YOUR ASSIGNMENT: Report each line of the records below that holds the word "TARGET".

MATERIALS PROVIDED:
PR #24664, opened 2019-11-05
Fix loophole in messageport transfer

### LINKED ISSUE #24600: Fix MessagePort transfer bug
To investigate further, but writing it down already:

When a port is "transfer-received" into a realm, the port is made available to script by firing a `MessageEvent` containing it. 

At that point, the port is, while already managed by the global of that realm, in a ["pending"](https://github.com/servo/servo/blob/d671010e466839010ca76c1292b8dc936941a3f0/components/script/dom/globalscope.rs#L197) state because it might be transferred-out of it in the same task in which it is received. 

It's "pendingness" relates mostly to incoming messages for the port that, if any were sent while it was in transfer, would have been [buffered by the constellation](https://github.com/servo/servo/blob/d671010e466839010ca76c1292b8dc936941a3f0/components/constellation/constellation.rs#L188). 

While it is "pending", we don't ask the constellation to "complete the transfer", which essentially means sending the global the buffer of messages, if any. 

The global queues a task to ["mayde add the port"](https://github.com/servo/servo/blob/d671010e466839010ca76c1292b8dc936941a3f0/components/script/dom/globalscope.rs#L546) to a "managed" state, essentially to see if it has been re-transferred in the task firing the `MessageEvent`, or if it is still there. 

If still there, the global then [sends a message to the constellation](https://github.com/servo/servo/blob/d671010e466839010ca76c1292b8dc936941a3f0/components/script/dom/globalscope.rs#L564) asking to "complete the transfer". 

This message is non-blocking, and the answer from the constellation is received sometimes later, at which point the buffered messages will be used to ["sync-up" the port](https://github.com/servo/servo/blob/d671010e466839010ca76c1292b8dc936941a3f0/components/script/dom/globalscope.rs#L298).

So, in between sending the message to the constellation, and gettting the "complete transfer" answer, script keeps running. 

While no `MessageEvent` can be fired on the port in that time, since the constellation will actually keep buffering any messages sent until it handles the "complete transfer" request, at which point it will forward it's buffer to script, it's actually still possible for script to store the port somewhere and access it in another type of task, and transfer it out!

For example, a `setTimeout` could be used from the `onmessage` handler in which the port is initially received. If the timer fires after the "maybe add port" task, but before the "complete transfer" messages has been received by the constellation, we'll lose any messages the constellation would have buffered(because they will be received by the global who isn't managing the port by then anymore).

So, I think the simplest solution is the make the "complete transfer" call from script to the constellation sync. One could alternatively do something by sending the buffer back to the constellation if the port is gone by the time the answer from the constellation is received by the global, however that sounds a bit like asking for more troubles. 

It's probably worth writing a test for, since this isn't covered by the current suite.

gterzian:
---

- [ ] These changes fix #24600 (GitHub issue number if applicable)

### DIFF
--- a/components/script_traits/script_msg.rs
+++ b/components/script_traits/script_msg.rs
@@ -30,6 +30,7 @@ use net_traits::storage_thread::StorageType;
 use net_traits::CoreResourceMsg;
 use servo_url::ImmutableOrigin;
 use servo_url::ServoUrl;
+use std::collections::{HashMap, VecDeque};
 use std::fmt;
 use style_traits::viewport::ViewportConstraints;
 use style_traits::CSSPixel;
@@ -114,6 +115,17 @@ pub enum HistoryEntryReplacement {
 /// Messages from the script to the constellation.
 #[derive(Deserialize, Serialize)]
 pub enum ScriptMsg {
+    /// Request to complete the transfer of a set of ports to a router.
+    CompleteMessagePortTransfer(MessagePortRouterId, Vec<MessagePortId>),
+    /// The results of attempting to complete the transfer of a batch of ports.
+    MessagePortTransferResult(
+        /* The router whose transfer of ports succeeded, if any */
+        Option<MessagePortRouterId>,
+        /* The ids of ports transferred successfully */
+        Vec<MessagePortId>,
+        /* The ids, and buffers, of ports whose transfer failed */
+        HashMap<MessagePortId, VecDeque<PortMessageTask>>,
+    ),
     /// A new message-port was created or transferred, with corresponding control-sender.
     NewMessagePort(MessagePortRouterId, MessagePortId),
     /// A global has started managing message-ports
@@ -248,6 +260,8 @@ impl fmt::Debug for ScriptMsg {
     fn fmt(&self, formatter: &mut fmt::Formatter) -> fmt::Result {
         use self::ScriptMsg::*;
         let variant = match *self {
+            CompleteMessagePortTransfer(..) => "CompleteMessagePortTransfer",
+            MessagePortTransferResult(..) => "MessagePortTransferResult",
             NewMessagePortRouter(..) => "NewMessagePortRouter",
             RemoveMessagePortRouter(..) => "RemoveMessagePortRouter",
             NewMessagePort(..) => "NewMessagePort",
--- a/tests/wpt/mozilla/tests/mozilla/Channel_postMessage_with_second_transfer_in_timeout.window.js
+++ b/tests/wpt/mozilla/tests/mozilla/Channel_postMessage_with_second_transfer_in_timeout.window.js
@@ -1,0 +1,33 @@
+// META: script=/common/get-host-info.sub.js
+
+async_test(function(t) {
+  var channel1 = new MessageChannel();
+  var channel2 = new MessageChannel();
+  var host = get_host_info();
+  let iframe = document.createElement('iframe');
+  iframe.src = host.HTTP_NOTSAMESITE_ORIGIN + "/webmessaging/support/ChildWindowPostMessage.htm";
+  document.body.appendChild(iframe);
+  var TARGET = document.querySelector("iframe").contentWindow;
+  iframe.onload = t.step_func(function() {
+
+    // Send a message, expecting it to be received in the iframe.
+    channel1.port2.postMessage(1)
+
+    // First, transfer the port into the same realm.
+    channel2.port2.postMessage(0, [channel1.port1]);
+
+    channel2.port1.onmessage = t.step_func(function (evt) {
+      assert_equals(Number(evt.data), 0);
+
+      t.step_timeout(function () {
+        // Transfer the port to the iframe.
+        TARGET.postMessage("ports", "*", evt.ports);
+      }, 0);
+    });
+
+    channel1.port2.onmessage = t.step_func(function (evt) {
+      assert_equals(Number(evt.data), 1);
+      t.done();
+    });
+  });
+}, `A port transferred outside of a onmessage handler does not lose messages along the way.`);
--- a/components/constellation/constellation.rs
+++ b/components/constellation/constellation.rs
@@ -186,6 +186,18 @@ enum TransferState {
     /// The port is currently in-transfer,
     /// and incoming tasks should be buffered until it becomes managed again.
     TransferInProgress(VecDeque<PortMessageTask>),
+    /// A global has requested the transfer to be completed,
+    /// it's pending a confirmation of either failure or success to complete the transfer.
+    CompletionInProgress(MessagePortRouterId),
+    /// While a completion of a transfer was in progress, the port was shipped,
+    /// hence the transfer failed to complete.
+    /// We start buffering incoming messages,
+    /// while awaiting the return of the previous buffer from the global
+    /// that failed to complete the transfer.
+    CompletionFailed(VecDeque<PortMessageTask>),
+    /// While a completion failed, another global requested to complete the transfer.
+    /// We are still buffering messages, and awaiting the return of the buffer from the global who failed.
+    CompletionRequested(MessagePortRouterId, VecDeque<PortMessageTask>),
     /// The entangled port has been removed while the port was in-transfer,
     /// the current port should be removed as well once it is managed again.
     EntangledRemoved,
@@ -1553,6 +1565,13 @@ where
         };
 
         match content {
+            FromScriptMsg::CompleteMessagePortTransfer(router_id, ports) => {
+                self.handle_complete_message_port_transfer(router_id, ports);
+            },
+            FromScriptMsg::MessagePortTransferResult(router_id, succeeded, failed) => {
+                self.handle_message_port_transfer_completed(router_id, succeeded);
+                self.handle_message_port_transfer_failed(failed);
+            },
             FromScriptMsg::RerouteMessagePort(port_id, task) => {
                 self.handle_reroute_messageport(port_id, task);
             },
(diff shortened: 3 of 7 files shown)


gterzian:
@bors-servo try=wpt 

- expect to hit `panic!("CompleteTransfer msg received in a global not managing the port.");`

gterzian:
Bingo

```
  ▶ CRASH [expected OK] /_mozilla/mozilla/Channel_postMessage_with_second_transfer_in_timeout.window.html
  │ 
  │ 
  │ 
  │ 
  │ CompleteTransfer msg received in a global not managing the port. (thread ScriptThread PipelineId { namespace_id: PipelineNamespaceId(1), index: PipelineIndex(1) }, at components/script/dom/globalscope.rs:304)
  │ stack backtrace:
  │    0: servo::main::{{closure}}
  │    1: std::panicking::rust_panic_with_hook
  │              at src/libstd/panicking.rs:472
  │    2: std::panicking::begin_panic
  │    3: <script::dom::globalscope::MessageListener::notify::process_complete_transfer<F> as script::task::TaskOnce>::run_once
  │    4: <T as script::task::TaskBox>::run_box
  │    5: script::script_thread::ScriptThread::handle_msg_from_script
  │    6: _ZN6script13script_thread12ScriptThread11handle_msgs17h50c924a64a0224bfE.llvm.3934872618367253061
  │    7: script::script_thread::ScriptThread::start
  │    8: profile_traits::mem::ProfilerChan::run_with_memory_reporting
  │    9: std::sys_common::backtrace::__rust_begin_short_backtrace
  │   10: _ZN3std9panicking3try7do_call17h12a91747562b248cE.llvm.10564501558317530913
  │   11: __rust_maybe_catch_panic
  │              at src/libpanic_unwind/lib.rs:80
  │   12: core::ops::function::FnOnce::call_once{{vtable.shim}}
  │   13: <alloc::boxed::Box<F> as core::ops::function::FnOnce<A>>::call_once
  │              at /rustc/246be7e1a557b8ac8287c6842379a0db67770be6/src/liballoc/boxed.rs:942
  │              at /rustc/246be7e1a557b8ac8287c6842379a0db67770be6/src/liballoc/boxed.rs:942
  │       std::sys_common::thread::start_thread
  │              at src/libstd/sys_common/thread.rs:13
  │              at src/libstd/sys/unix/thread.rs:79
  │   15: start_thread
  │   16: clone
  │ 
  │ [2019-11-05T14:44:37Z ERROR servo] CompleteTransfer msg received in a global not managing the port.
```

gterzian:
```
{
    "status": "FAIL", 
    "group": "default", 
    "message": "assert_equals: expected 1 but got 2", 
    "stack": "channel2.port2.onmessage</evt.ports[0].onmessage<@http://web-platform.test:8000/webmessaging/Channel_postMessage_with_transfer_entangled.any.js:23:22\nTest.prototype.step@http://web-platform.test:8000/resources/testharness.js:1908:25\nTest.prototype.step_func/<@http://web-platform.test:8000/resources/testharness.js:1932:35\n", 
    "subtest": "An entangled port transferred to the same origin receives messages in order", 
    "test": "/webmessaging/Channel_postMessage_with_transfer_entangled.any.html", 
    "line": 146223, 
    "action": "test_result", 
    "expected": "PASS"
}
{
    "status": "FAIL", 
    "group": "default", 
    "message": "assert_equals: expected 1 but got 2", 
    "stack": "channel2.port2.onmessage</evt.ports[0].onmessage<@http://web-platform.test:8000/webmessaging/Channel_postMessage_with_transfer_entangled.any.js:23:22\nTest.prototype.step@http://web-platform.test:8000/resources/testharness.js:1908:25\nTest.prototype.step_func/<@http://web-platform.test:8000/resources/testharness.js:1932:35\n", 
    "subtest": "An entangled port transferred to the same origin receives messages in order", 
    "test": "/webmessaging/Channel_postMessage_with_transfer_entangled.any.worker.html", 
    "line": 178072, 
    "action": "test_result", 
    "expected": "PASS"
}
{
    "status": "FAIL", 
    "group": "default", 
    "message": "assert_equals: expected \"First\" but got \"Fourth\"", 
    "stack": "channel2.port2.onmessage</channel3.port1.onmessage</evt.ports[0].onmessage<@http://web-platform.test:8000/webmessaging/Channel_postMessage_with_transfer_incoming_messages.any.js:10:11\nTest.prototype.step@http://web-platform.test:8000/resources/testharness.js:1908:25\nTest.prototype.step_func/<@http://web-platform.test:8000/resources/testharness.js:1932:35\n", 
    "subtest": "When transferring a non-enabled port mutiple times,\n    incoming messages sent at various transfer steps are received in order upon enablement.", 
    "test": "/webmessaging/Channel_postMessage_with_transfer_incoming_messages.any.html", 
    "line": 182715, 
    "action": "test_result", 
    "expected": "PASS"
}
{
    "status": "FAIL", 
    "group": "default", 
    "message": "assert_equals: expected \"First\" but got \"Fourth\"", 
    "stack": "channel2.port2.onmessage</channel3.port1.onmessage</evt.ports[0].onmessage<@http://web-platform.test:8000/webmessaging/Channel_postMessage_with_transfer_incoming_messages.any.js:10:11\nTest.prototype.step@http://web-platform.test:8000/resources/testharness.js:1908:25\nTest.prototype.step_func/<@http://web-platform.test:8000/resources/testharness.js:1932:35\n", 
    "subtest": "When transferring a non-enabled port mutiple times,\n    incoming messages sent at various transfer steps are received in order upon enablement.", 
    "test": "/webmessaging/Channel_postMessage_with_transfer_incoming_messages.any.worker.html", 
    "line": 225664, 
    "action": "test_result", 
    "expected": "PASS"
}
```

gterzian:
```
{
    "status": "FAIL", 
    "group": "default", 
    "message": "assert_true: expected true got false", 
    "stack": "c.port1.onmessage<@http://web-platform.test:8000/webmessaging/message-channels/close.html:43:9\nTest.prototype.step@http://web-platform.test:8000/resources/testharness.js:1908:25\nTest.prototype.step_func_done/<@http://web-platform.test:8000/resources/testharness.js:1948:32\n@http://web-platform.test:8000/webmessaging/message-channels/close.html:46:13\nTest.prototype.step@http://web-platform.test:8000/resources/testharness.js:1908:25\nasync_test@http://web-platform.test:8000/resources/testharness.js:576:22\n@http://web-platform.test:8000/webmessaging/message-channels/close.html:39:1\n", 
    "subtest": "Inflight messages should be delivered even when sending port is closed afterwards.", 
    "test": "/webmessaging/message-channels/close.html", 
    "line": 316901, 
    "action": "test_result", 
    "expected": "PASS"
}
{
    "status": "FAIL", 
    "group": "default", 
    "message": "assert_equals: expected 0 but got 1", 
    "stack": "iframe.onload</channel1.port1.onmessage<@http://web-platform.test:8000/webmessaging/Channel_postMessage_transfer_xsite_incoming_messages.window.js:13:7\nTest.prototype.step@http://web-platform.test:8000/resources/testharness.js:1908:25\nTest.prototype.step_func/<@http://web-platform.test:8000/resources/testharness.js:1932:35\niframe.onload</channel1.port1.onmessage<@http://web-platform.test:8000/webmessaging/Channel_postMessage_transfer_xsite_incoming_messages.window.js:16:22\nTest.prototype.step@http://web-platform.test:8000/resources/testharness.js:1908:25\nTest.prototype.step_func/<@http://web-platform.test:8000/resources/testharness.js:1932:35\niframe.onload<@http://web-platform.test:8000/webmessaging/Channel_postMessage_transfer_xsite_incoming_messages.window.js:23:20\nTest.prototype.step@http://web-platform.test:8000/resources/testharness.js:1908:25\nTest.prototype.step_func/<@http://web-platform.test:8000/resources/testharness.js:1932:35\n", 
    "subtest": "Tasks enqueued on the port-message-queue of an enabled port,\n  are transferred along with the port, when the transfer happens in the same task\n  during which postMessage is called", 
    "test": "/webmessaging/Channel_postMessage_transfer_xsite_incoming_messages.window.html", 
    "line": 339468, 
    "action": "test_result", 
    "expected": "PASS"
}
{
    "status": "ERROR", 
    "group": "default", 
    "message": "uncaught exception: unknown (can't convert to string)", 
    "stack": "w.onmessage@http://web-platform.test:8000/webmessaging/message-channels/worker-post-after-close.html:31:7\n", 
    "subtest": null, 
    "test": "/webmessaging/message-channels/worker-post-after-close.html", 
    "line": 364321, 
    "action": "test_result", 
    "expected": "OK"
}
```

gterzian:
```
{
    "status": "CRASH", 
    "group": "default", 
    "message": null, 
    "stack": null, 
    "subtest": null, 
    "test": "/_mozilla/mozilla/Channel_postMessage_with_second_transfer_in_timeout.window.html", 
    "line": 207944, 
    "action": "test_result", 
    "expected": "OK"
}
```

Ok so sync communication with the constellation doesn't help, because it messes up the ordering of messages in the following way:

1. A port is transfer-received. A task is scheduled to "maybe add the port" and complete it's transfer with the constellation.
2. `postMessage` is called on the entangled port, that happens to be in the same realm. A task is schedule to "route" that message to the entangled port.
3. The task to "maybe add port" runs, transfer completed sync, port marked as ready to go. If the port is started, a task will be queued to dispatch message events based on it's current buffer, including the buffer received from the constellation.
4. The "route" task queued at 2 runs, since the port is not awaiting transfer anymore, the message event is dispatched.
5. Problem: the task queued at 2 runs before the buffered messages received at 3. 

The "async" behavior is different at:
3.  The task to "maybe add port" runs, transfer completed message sent to the constellation without blocking.
4. The "route" task queued at 2 runs, the port is still awaiting transfer(since we haven't received a response from the constellation yet), so the message is buffered locally.
5. The "complete transfer" message from the constellation is received, the local and constellation buffer are reconciled and a task is queued to dispatch message events. The ordering of messages is right, because 4 buffered the message.

However the problem is as initially stated, which is a crash in the new test because the port is transferred out before 5. 

So the solution is going to have to be sending the buffer back to the constellation, and additional messaging to prevent the constellation from completing the transfer(the second one), before it either receives the buffer sent in the "complete transfer" back(to ensure it's not lost), or a async confirmation that the buffer has been used to complete the transfer.

gterzian:
```
{
    "status": "TIMEOUT", 
    "group": "default", 
    "message": "Test timed out", 
    "stack": null, 
    "subtest": "Test Description: postMessage to cross-site iframe with MessagePort array containing 100 ports.", 
    "test": "/webmessaging/postMessage_MessagePorts_xsite.sub.window.html", 
    "line": 363832, 
    "action": "test_result", 
    "expected": "PASS"
}
```

Ok so the problem now, is that in between the "complete transfer" and the "transfer completed" flow, intermittently the constellation might buffer some messages, which are then lost. 

So we really need a fully complicated flow where the track the state at each step, with confirmation of transfer having been completed, or otherwise returning the buffer to the constellation(instead of just keeping it there, where it can lead to erroneous buffering).

And we probably also need to take into account that not only the port can be transferred again and the transfer completion "fails", but also that another global can start sending a request to complete the transfer as well. 

Nothing some additional variant of `TransferState` and some back and forth can't solve.

gterzian:
wpt tests seem to pass

Screen Shot 2019-11-08 at 10 54 50 PM


@jdm r?

tests/wpt/mozilla/tests/mozilla/Channel_postMessage_with_second_transfer_in_timeout.window.js
```diff
@@ -0,0 +1,33 @@
...
+        TARGET.postMessage("ports", "*", evt.ports);
+      }, 0);
+    });
+
+    channel1.port2.onmessage = t.step_func(function (evt) {
+      assert_equals(Number(evt.data), 1);
+      t.done();
+    });
+  });
+}, `A port transferred outside of a onmessage handler does not loose messages along the way.`);
```
jdm: nit: s/loose/lose/

components/script_traits/script_msg.rs
```diff
@@ -118,12 +118,12 @@ pub enum ScriptMsg {
...
-    MessagePortTransferCompleted(MessagePortRouterId, Vec<MessagePortId>),
-    /// A transfer of ports has failed.
-    /// Returns the buffer of tasks that was received for each port.
-    MessagePortTransferFailed(
+    /// The results of attempting to complete the transfer of a batch of ports.
+    MessagePortTransferResult(
         MessagePortRouterId,
+        /* The id's of ports transferred successfully */
+        Vec<MessagePortId>,
+        /* The id's, and buffers, of ports whose transfer failed */
```
jdm: nit: s/id's/ids/

tests/wpt/mozilla/tests/mozilla/Channel_postMessage_with_second_transfer_in_timeout.window.js
```diff
@@ -22,6 +22,14 @@ async_test(function(t) {
       t.step_timeout(function () {
         // Transfer the port to the iframe.
         TARGET.postMessage("ports", "*", evt.ports);
+
+        // Keep the event-loop busy for a while,
+        // which will intermittently result in the iframe
+        // starting the "complete port transfer" flow,
+        // before the window global could finish it's own.
+        for (var i = 0; i < 99999; i++) {
```
jdm: Should we use Date.now() and block for a specific amount of time instead? Alternatively, a synchronous XHR that delays the response by a certain amount of time.

jdm (changes requested):
Looks like a good set of improvements!

tests/wpt/mozilla/tests/mozilla/Channel_postMessage_with_second_transfer_in_timeout.window.js
gterzian: I think it might be better to keep it loose, because the unknown is how long it takes for the iframe to start the workflow with the constellation, which is going to vary(it's basically the IPC). So I wouldn't know exactly for how long to block the event-loop.

Additionally, the test will cover all branches in the code, albeit not within the same run, due to the intermittent nature of whether the iframe requests the completion of the transfer, or not, by the time the event-loop is unblocked(and the test shold pass either way).

gterzian: Ok I'm trying to write two tests instead, and it seems it's intermittent for another reason, maybe a bug. Looking into it...

gterzian: Ah ok I get it, the timer doesn't actually go through the task queue, it's fired directly when receiving a message from the scheduler, so sometimes it "jumps ahead" of the task queued to "maybe add the port", and then the port is transferred into the iframe before the global even had a chance to "add it" and request completion from the constellation. 

The goal of the test is for the "maybe add pending ports" task to run first, so the global requests completion, and then run the timer which transfers out the port before the global has received the buffer from the constellation, hence branching into the "transfer failed" stuff. 

But when the timer runs first, then the port is simply transferred and the global will not try to complete the transfer since the port is gone.

gterzian: Ok so I think it's actually pretty hard to write a test that will be deterministic, so there are in fact three possibilities:
1. The timer fires first, port goes straight to the iframe.
2. The "maybe add pending port" task runs first, starts the complete transfer flow, then the timer runs, port is transferred, then the global returns the buffer, then the iframe requests transfer completion.
3. Same as 2, except the iframe requests transfer completion before the other global returned the buffer. 

Maybe we can just keep one test, since it passes in all cases, despite it being rather fuzzy?

jdm: The reason I ask about using Date.now() is that blocking the event loop for a specific amount of time is easier to reason about than 9999 iterations of an operation like JSON.parse. How does a time-based loop cause different results?

gterzian: Ok, I switched to using a sync XHR.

TASK SOLUTION:
+  var TARGET = document.querySelector("iframe").contentWindow;
+        TARGET.postMessage("ports", "*", evt.ports);
+        TARGET.postMessage("ports", "*", evt.ports);
         TARGET.postMessage("ports", "*", evt.ports);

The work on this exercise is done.